Python3 Program for Longest subsequence of a number having same left and right rotation

In this problem, we will find the length of the longest subsequence of a given numeric string such that it has the same left and right rotation. A string has the same left and right rotation when rotating left by one position produces the same result as rotating right by one position.

We can solve this problem using two approaches: generating all subsequences and checking rotations, or using an optimized observation-based method that recognizes patterns in valid subsequences.

Problem Statement

Given a numeric string, find the size of the longest subsequence that has the same left and right rotations.

Sample Examples

Input:

alpha = "700980503"

Output:

4

Explanation: The longest subsequence having the same left and right rotation is '0000'.

Input:

alpha = "19199019"

Output:

6

Explanation: The resultant subsequence is '191919'.

Approach 1: Generate All Subsequences

This approach generates all possible subsequences and checks if each has the same left and right rotation using string slicing.

Algorithm

Step 1: Initialize 'maxLen' to store the maximum length found.

Step 2: Generate all subsequences of the input string.

Step 3: For each subsequence, check if left rotation equals right rotation.

Step 4: Track the maximum length of valid subsequences.

Example

def getSubs(alpha):
    allSubs = ['']
    for ch in alpha:
        temp = allSubs[:]
        for subseq in temp:
            allSubs.append(subseq + ch)
    return allSubs

def maxSubSeqLen(alpha):
    maxLen = 0
    allSubs = getSubs(alpha)
    
    for subseq in allSubs:
        if len(subseq) <= 1:
            maxLen = max(maxLen, len(subseq))
            continue
            
        # Left rotation: move first character to end
        left_rotation = subseq[1:] + subseq[:1]
        # Right rotation: move last character to front  
        right_rotation = subseq[-1:] + subseq[:-1]
        
        if left_rotation == right_rotation:
            maxLen = max(maxLen, len(subseq))
    
    return maxLen

alpha = "19199019"
print("The maximum length of subsequence having the same left and right rotations is:")
print(maxSubSeqLen(alpha))

Output:

The maximum length of subsequence having the same left and right rotations is:
6

Time Complexity: O(2^N) for generating all subsequences.
Space Complexity: O(2^N) for storing all subsequences.
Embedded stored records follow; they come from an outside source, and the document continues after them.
PR #432, opened 2026-06-10
[refactor] Move plugin-runtime scripts to runtime/ + 5 skill refinements

lugassawan:
## Summary
- Move `clean-ephemeral.sh`, `clean-state-files.sh`, and `doctor.sh` from `scripts/` to new `runtime/` dir; update all skill/command/agent/test references
- Add `runtime/fetch-pr.sh` (collapses 3 duplicated `gh pr view` fetch trios) and `runtime/reply-and-resolve.sh` (encapsulates Phase-5 reply+resolve for address-feedback)
- Remove stray `---` from review-summary `printf` in pr-review + pr-review-followup; add Gradle marker rows to both workflow-development detection tables; add `rimba version` NOTE to `resolve-rimba.sh` + guarded version probe in workflow-development

## Test Plan
- [x] `bash scripts/validate.sh` → All checks passed
- [x] `python -m pytest tests/` → 1247 passed (including pre-push hook re-run)
- [x] `grep -rn '/scripts/clean-ephemeral.sh|/scripts/clean-state-files.sh|/scripts/doctor.sh' skills commands agents tests` → zero hits
- [x] `bash -n runtime/*.sh` → no syntax errors
- [x] New test file `tests/test_runtime_scripts.py` asserts existence, executable bit, bash syntax, and skill references for all 5 runtime scripts

### Type-tailored checks ([refactor])
- [x] Same outputs: runtime scripts are identical byte-for-byte to the originals (git mv, no content change to the 3 moved scripts)
- [x] All callers updated atomically in the same commit — no partial-migration window
- [x] `validate.py` does not scan `scripts/` (by design); runtime-script references are guarded by pytest substring assertions which went red then green

Issue: N/A — user-requested runtime/dev script split + skill refinements


runtime/fetch-pr.sh
```diff
@@ -0,0 +1,10 @@
+#!/usr/bin/env bash
+# Fetch a PR's metadata JSON; exit 1 if the PR is missing or unreadable.
+# Usage: fetch-pr.sh <PR> <out_path> <json_fields>
+set -euo pipefail
+PR="${1:?Usage: fetch-pr.sh <PR> <out_path> <json_fields>}"
+OUT="${2:?Usage: fetch-pr.sh <PR> <out_path> <json_fields>}"
+FIELDS="${3:?Usage: fetch-pr.sh <PR> <out_path> <json_fields>}"
+mkdir -p "$(dirname "$OUT")"
+gh pr view "$PR" --json "$FIELDS" > "$OUT"
+[ -s "$OUT" ] || { echo "PR #$PR not found or not accessible."; exit 1; }
```
lugassawan: **Medium + Low** — Two issues on this line:

1. **`[ -s ]` unreachable under `set -euo pipefail`** — when `gh pr view` exits non-zero (PR not found/inaccessible), `set -e` aborts at line 9 before reaching this guard. The check only fires for an empty-but-zero-exit case (rare). The header comment "exit 1 if the PR is missing" misleads readers about what actually gates the error. Consider:
```suggestion
gh pr view "$PR" --json "$FIELDS" > "$OUT" || { echo "PR #$PR not found or not accessible." >&2; exit 1; }
[ -s "$OUT" ] || { echo "PR #$PR returned empty JSON." >&2; exit 1; }
```

2. **Error message goes to stdout** — callers capturing stdout for JSON parsing may swallow this silently. `>&2` needed.

runtime/reply-and-resolve.sh
```diff
@@ -0,0 +1,15 @@
+#!/usr/bin/env bash
+# Reply to a PR review thread (REST) and optionally resolve it (GraphQL).
+# Usage: reply-and-resolve.sh <owner> <repo> <pr> <comment_databaseid> <thread_id> <reply_body>
+# Empty reply_body skips the reply; empty thread_id skips the resolve
+# (ADDRESSED -> both, CLARIFIED -> reply only, DEFERRED -> neither).
+set -euo pipefail
+OWNER="${1:?}"; REPO="${2:?}"; PR="${3:?}"
+COMMENT_DATABASEID="${4:-}"; THREAD_ID="${5:-}"; REPLY_BODY="${6:-}"
+if [ -n "$REPLY_BODY" ]; then
+  gh api "repos/${OWNER}/${REPO}/pulls/${PR}/comments/${COMMENT_DATABASEID}/replies" -F body="$REPLY_BODY"
```
lugassawan, line 13: **Medium** — When `$REPLY_BODY` is non-empty (ADDRESSED or CLARIFIED) but `$COMMENT_DATABASEID` is accidentally empty, the script calls `gh api "repos/.../pulls/.../comments//replies"` — an empty path segment that GitHub will return a 4xx on. A cheap guard prevents a confusing silent failure:

```suggestion
if [ -n "$REPLY_BODY" ]; then
  [ -n "$COMMENT_DATABASEID" ] || { echo "reply-and-resolve: REPLY_BODY set but COMMENT_DATABASEID is empty" >&2; exit 1; }
  gh api "repos/${OWNER}/${REPO}/pulls/${PR}/comments/${COMMENT_DATABASEID}/replies" -F body="$REPLY_BODY"
fi
```

runtime/reply-and-resolve.sh
```diff
@@ -0,0 +1,15 @@
+#!/usr/bin/env bash
+# Reply to a PR review thread (REST) and optionally resolve it (GraphQL).
+# Usage: reply-and-resolve.sh <owner> <repo> <pr> <comment_databaseid> <thread_id> <reply_body>
+# Empty reply_body skips the reply; empty thread_id skips the resolve
+# (ADDRESSED -> both, CLARIFIED -> reply only, DEFERRED -> neither).
```
lugassawan, line 5: **Low** — The comment says "DEFERRED -> neither" which is correct, but a reader might infer `$COMMENT_DATABASEID` is also empty for DEFERRED. Since `$COMMENT_DATABASEID` is positional and always passed by callers (only `$REPLY_BODY` and `$THREAD_ID` are empty for DEFERRED), this is subtle. Clarify:

```suggestion
# Empty reply_body skips the reply (COMMENT_DATABASEID is then ignored); empty thread_id skips the resolve
```

tests/test_runtime_scripts.py
```diff
@@ -0,0 +1,72 @@
...
+RUNTIME_SCRIPTS = [
+    "clean-ephemeral.sh",
+    "clean-state-files.sh",
+    "doctor.sh",
+    "fetch-pr.sh",
+    "reply-and-resolve.sh",
+]
+
+
+def test_all_runtime_scripts_exist_and_executable():
```
lugassawan, line 21: **Low** — `RUNTIME_SCRIPTS` is a hardcoded list. New scripts added to `runtime/` will silently skip the existence+executable check until this list is updated. Consider adding a glob-based catch-all to complement the explicit list:

```python
def test_all_runtime_sh_files_are_tracked():
    """Every *.sh in runtime/ must be listed in RUNTIME_SCRIPTS (prevents silent coverage gaps)."""
    on_disk = {p.name for p in RUNTIME.glob("*.sh")}
    missing = on_disk - set(RUNTIME_SCRIPTS)
    assert not missing, f"New runtime scripts not in RUNTIME_SCRIPTS: {missing}"
```

runtime/README.md
```diff
@@ -0,0 +1,33 @@
+# runtime/
+
+Scripts in this directory are **plugin-runtime** artifacts: they ship to end-user machines as part of
+the swe-workbench plugin and are invoked at runtime by skills, commands, and agents via
```
lugassawan, line 4: **Nit** — The opening prose uses "plugin-runtime artifacts" while the table header says "Plugin-runtime scripts". Could simplify both to "runtime scripts" to match the directory name and avoid introducing a term not defined elsewhere.

runtime/fetch-pr.sh
lugassawan: Addressed in 4f9600e794b0faedf377e35d5f7ddca671d4f375: split into two distinct guards (`command-failed` vs `empty-JSON`); both redirect error messages to `>&2` so callers capturing stdout for JSON parsing won't swallow them.

runtime/reply-and-resolve.sh
lugassawan: Addressed in 4f9600e794b0faedf377e35d5f7ddca671d4f375: added `[ -n "$COMMENT_DATABASEID" ]` guard inside the `if [ -n "$REPLY_BODY" ]` block; exits 1 with a descriptive error rather than silently calling `gh api` with an empty path segment.

runtime/reply-and-resolve.sh
lugassawan: Addressed in 4f9600e794b0faedf377e35d5f7ddca671d4f375: comment now reads `Empty reply_body skips the reply (COMMENT_DATABASEID is then ignored)` — makes clear the databaseid is always present positionally and only ignored when reply_body is empty.

tests/test_runtime_scripts.py
lugassawan: Addressed in 4f9600e794b0faedf377e35d5f7ddca671d4f375: added `test_all_runtime_sh_files_are_tracked` which globs `runtime/*.sh` and asserts every result is present in `RUNTIME_SCRIPTS` — any future script added to the directory will fail CI until the list is updated.

runtime/README.md
lugassawan: Addressed in 4f9600e794b0faedf377e35d5f7ddca671d4f375: changed to `runtime scripts` in the opening paragraph — matches the directory name and the table header, no new term introduced.

runtime/reply-and-resolve.sh
```diff
@@ -0,0 +1,16 @@
+#!/usr/bin/env bash
+# Reply to a PR review thread (REST) and optionally resolve it (GraphQL).
+# Usage: reply-and-resolve.sh <owner> <repo> <pr> <comment_databaseid> <thread_id> <reply_body>
+# Empty reply_body skips the reply (COMMENT_DATABASEID is then ignored); empty thread_id skips the resolve
+# (ADDRESSED -> both, CLARIFIED -> reply only, DEFERRED -> neither).
+set -euo pipefail
+OWNER="${1:?}"; REPO="${2:?}"; PR="${3:?}"
+COMMENT_DATABASEID="${4:-}"; THREAD_ID="${5:-}"; REPLY_BODY="${6:-}"
```
lugassawan, line 10: **Medium** — DEFERRED threads cause a no-op subprocess launch. When both `REPLY_BODY` and `THREAD_ID` are empty, the script forks a process, evaluates the `${1:?`}/`${2:?`}/`${3:?`} guards (non-fatal only because they're guarded by the `if` branches, not positional-at-start), then exits 0 — zero effect but nonzero cost per DEFERRED thread. More importantly, a caller that accidentally omits OWNER/REPO/PR still hits the `:?` guards even though the call would do nothing. Consider a fast-exit guard before them:

```suggestion
# Fast-exit for DEFERRED: nothing to do
if [ -z "${6:-}" ] && [ -z "${5:-}" ]; then exit 0; fi
OWNER="${1:?}"; REPO="${2:?}"; PR="${3:?}"
```

Alternatively, document in `workflow-address-feedback` Phase 5 to skip the call for DEFERRED threads entirely.

tests/test_runtime_scripts.py
```diff
@@ -0,0 +1,83 @@
...
+    on_disk = {p.name for p in RUNTIME.glob("*.sh")}
+    tracked = set(RUNTIME_SCRIPTS)
+    missing = on_disk - tracked
+    assert not missing, (
+        f"runtime/ contains untracked scripts not in RUNTIME_SCRIPTS: {sorted(missing)}. "
+        "Add them to RUNTIME_SCRIPTS so they get existence, executable, and syntax checks."
+    )
+
+
+def test_runtime_scripts_pass_bash_syntax_check():
```
lugassawan, line 40: **Low** — `bash -n` syntax check is the only behavioral coverage for `fetch-pr.sh` and `reply-and-resolve.sh`. The new scripts carry conditional logic that deserves functional tests (e.g. the `[ -s "$OUT" ]` empty-JSON guard in `fetch-pr.sh`, and the ADDRESSED/CLARIFIED/DEFERRED paths in `reply-and-resolve.sh`). `test_clean_ephemeral.py` and `test_clean_state_files.py` demonstrate the subprocess+PATH-stub pattern. Not blocking — the glob catch-all added above protects against structural gaps — but worth a follow-up `test_fetch_pr_script.py` and `test_reply_and_resolve_script.py`.

runtime/reply-and-resolve.sh
lugassawan: Addressed in 2cb90a9b223a5fb4297086eff4b10a16b7d5b9f5: added fast-exit guard before the :? checks — when both REPLY_BODY and THREAD_ID are empty the script now exits 0 immediately, skipping the fork and preventing confusing :? errors when OWNER/REPO/PR are accidentally omitted on a DEFERRED call. Also tightened the Phase 5 prose in workflow-address-feedback to 'For each ADDRESSED or CLARIFIED thread...' to make the skip explicit.

tests/test_runtime_scripts.py
lugassawan: Addressed in 2cb90a9b223a5fb4297086eff4b10a16b7d5b9f5: added test_fetch_pr_script.py (7 tests: happy path, gh-failure/stderr routing, empty-JSON guard, missing-args) and test_reply_and_resolve_script.py (8 tests: DEFERRED fast-exit, ADDRESSED reply+resolve, CLARIFIED reply-only, missing-COMMENT_DATABASEID guard). Pattern mirrors test_clean_ephemeral.py with a recording gh stub prepended to PATH.

tests/test_fetch_pr_script.py
```diff
@@ -0,0 +1,119 @@
...
+ROOT = Path(__file__).parent.parent
+
+
+def _make_gh_stub(stub_dir: Path, *, exit_code: int, output: str) -> None:
+    """Write a fake gh binary that emits `output` to stdout and exits with `exit_code`."""
+    stub_dir.mkdir(exist_ok=True)
+    output_file = stub_dir / "_gh_output"
+    output_file.write_text(output)
+    stub = stub_dir / "gh"
+    stub.write_text(f"#!/bin/sh\ncat {output_file}\nexit {exit_code}\n")
```
lugassawan: **Medium** — Unquoted path in the `cat` command inside the gh stub: `cat {output_file}`. On any `tmp_path` containing a space (macOS user with space in username, custom `TMPDIR`, CI runner path), the shell word-splits the path and `cat` fails — the happy-path tests then fail with a misleading "Expected exit 0" rather than a clear stub error.

Single-quote the path in the generated script:

```suggestion
    stub.write_text(f"#!/bin/sh\ncat '{output_file}'\nexit {exit_code}\n")
```

tests/test_reply_and_resolve_script.py
```diff
@@ -0,0 +1,149 @@
...
+ROOT = Path(__file__).parent.parent
+
+
+def _make_recording_gh_stub(stub_dir: Path, log_file: Path) -> None:
+    """gh stub that appends one line per invocation to log_file and exits 0."""
+    stub_dir.mkdir(exist_ok=True)
+    stub = stub_dir / "gh"
+    # Record "$1 $2" only: "api <url>" or "api graphql". The GraphQL query arg
+    # spans multiple lines so recording $@ would produce extra log lines.
+    stub.write_text(f'#!/bin/sh\nprintf \'%s %s\\n\' "$1" "$2" >> {log_file}\nexit 0\n')
```
lugassawan: **Medium** — Same pattern: the log-file path is unquoted in the `>>` redirect: `>> {log_file}`. A space in `tmp_path` causes the redirect to fail silently, leaving `log_file` empty — every `_gh_calls()` assertion then returns `[]` regardless of actual behaviour, masking bugs rather than catching them.

Single-quote the path in the generated script:

```suggestion
    stub.write_text(f'#!/bin/sh\nprintf \'%s %s\\n\' "$1" "$2" >> \'{log_file}\'\nexit 0\n')
```

tests/test_fetch_pr_script.py
lugassawan: Addressed in cb8349a6661a13697facb15746d240669146058d: single-quote the embedded path in the cat command so spaces in tmp_path don't cause word-splitting.

tests/test_reply_and_resolve_script.py
lugassawan: Addressed in cb8349a6661a13697facb15746d240669146058d: single-quote the log_file path in the >> redirect so spaces in tmp_path don't cause shell word-splitting.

Approach 2: Optimized Pattern-Based Solution

This approach uses the observation that a string has the same left and right rotation only if it contains all identical characters or alternating pairs of characters with even total length.

Algorithm

Step 1: For each pair of digits (0-9), find the longest alternating subsequence.

Step 2: Track whether we're looking for the first or second character of the pair.

Step 3: For different pairs with odd length, reduce by 1 to make it even.

Step 4: Return the maximum length found.

Example

def maxSubSeqLen(alpha):
    maxLen = 0
    
    # Try all pairs of digits from 0 to 9
    for p in range(10):
        for q in range(10):
            currMax = 0
            isSecond = 0  # 0: looking for p, 1: looking for q
            
            # Find alternating pattern of p and q
            for char in alpha:
                digit = int(char)
                
                if isSecond == 0 and digit == p:
                    isSecond = 1
                    currMax += 1
                elif isSecond == 1 and digit == q:
                    isSecond = 0
                    currMax += 1
            
            # For different digits with odd length, make it even
            if p != q and currMax % 2 == 1:
                currMax -= 1
                
            maxLen = max(maxLen, currMax)
    
    return maxLen

# Test with different examples
alpha = "700980503"
print(f"Input: {alpha}")
print(f"Maximum length: {maxSubSeqLen(alpha)}")

alpha = "19199019"  
print(f"Input: {alpha}")
print(f"Maximum length: {maxSubSeqLen(alpha)}")

Output:

Input: 700980503
Maximum length: 4
Input: 19199019
Maximum length: 6

Time Complexity: O(100 × N) ? O(N)
Space Complexity: O(1)

Comparison

Conclusion

The pattern-based approach is significantly more efficient with O(N) time complexity compared to the exponential brute force method. It leverages the mathematical property that only strings with identical characters or alternating patterns can have equal left and right rotations.